In sede di appello, la società Ricorrente_1. censurava la sentenza di prime cure per error in procedendo, lamentando l'omessa pronuncia su punti decisivi relativi a quattro specifici versamenti
(riguardanti i codici tributo 4731 e 3802) che riteneva non essere stati correttamente sgravati. L'appellante evidenziava come, nonostante una parziale sospensione delle somme per transazione fiscale, residuassero importi versati e non contabilizzati per un valore di € 12.921,92. Dal canto suo, l'Ufficio depositava controdeduzioni nelle quali dichiarava di aver riesaminato la posizione della parte. L'Agenzia rilevava che i versamenti indicati dal ricorrente erano stati effettivamente eseguiti, ma risultavano abbinati al modello 770 per l'anno 2019 anziché per il 2018, probabilmente a causa della tardività del versamento. L'Ufficio comunicava di aver proceduto allo sgravio di tre dei quattro versamenti contestati (previo "disabbinamento" dal 2019), ma negava il medesimo provvedimento per un versamento di € 3.564,75 (codice 4731), sostenendo che per tale rigo non vi fossero altri versamenti utilizzabili a copertura del debito per l'anno 2019. Pertanto,
l'Amministrazione chiedeva la cessazione parziale della materia del contendere e il rigetto dell'appello per il residuo.
MOTIVI DELLA DECISIONE
L'appello merita di essere accolto integralmente.
Dall'esame della documentazione prodotta e dalle stesse ammissioni dell'Ufficio, emerge con chiarezza che i versamenti di cui la società chiede il riconoscimento sono stati effettivamente effettuati. L'Ufficio ha riconosciuto l'"abbinamento" all'annualità successiva (2019) per tre delle quattro poste contestate, provvedendo al relativo sgravio parziale.
Per quanto riguarda il residuo importo relativo al codice tributo 4731 (pari a € 3.564,75), la tesi dell'Ufficio secondo cui lo sgravio non sarebbe possibile in quanto l'annualità 2019 rimarrebbe "scoperta" non può essere condivisa. Una volta accertato che il versamento era oggettivamente riferibile all'obbligazione tributaria del 2018 (come risulta dalla ricostruzione contabile fornita dall'appellante), l'Amministrazione ha l'obbligo di imputare correttamente il pagamento al debito reale. L'eventuale carenza di versamenti per l'anno
2019 dovrà essere oggetto di separata attività di controllo o liquidazione per quell'annualità, ma non può giustificare il mantenimento di un'iscrizione a ruolo indebita per l'anno 2018.
Pertanto, deve disporsi l'annullamento della cartella per la parte non ancora oggetto di sgravio.

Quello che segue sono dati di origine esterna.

PR #2533, opened 2025-09-26
Bring back PS' true mascot Meloetta

ISenseAura:


ISenseAura:
> What is this slander against My Friend Malamar

How many megas dooes malamar have? One
How many does meloetta have? Zero

Hence Meloetta needs the push!
case closed 🔨 🕶️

Per quanto concerne le spese di lite, la Corte ritiene di disporne la compensazione integrale, in considerazione della sussistenza di giusti motivi ai sensi dell'art. 15, comma 2, del d.lgs. n. 546/1992, ravvisabili nella oggettiva complessità delle operazioni di imputazione dei versamenti ai rispettivi periodi d'imposta, nonché nel comportamento non pienamente diligente del contribuente, il quale ha provveduto a effettuare i pagamenti in ritardo, contribuendo così all'insorgenza della controversia.
P.Q.M.
La Corte dichiara la parziale cessata materia del contendere con riferimento ai versamenti oggetto di sgravio prot. n. 2025S38596 accoglie l'appello con riferimento al residuo versamento e per l'effetto annulla la cartella di pagamento n. 100 2023 00080365 60. Spese compensate per quanto in motivazione.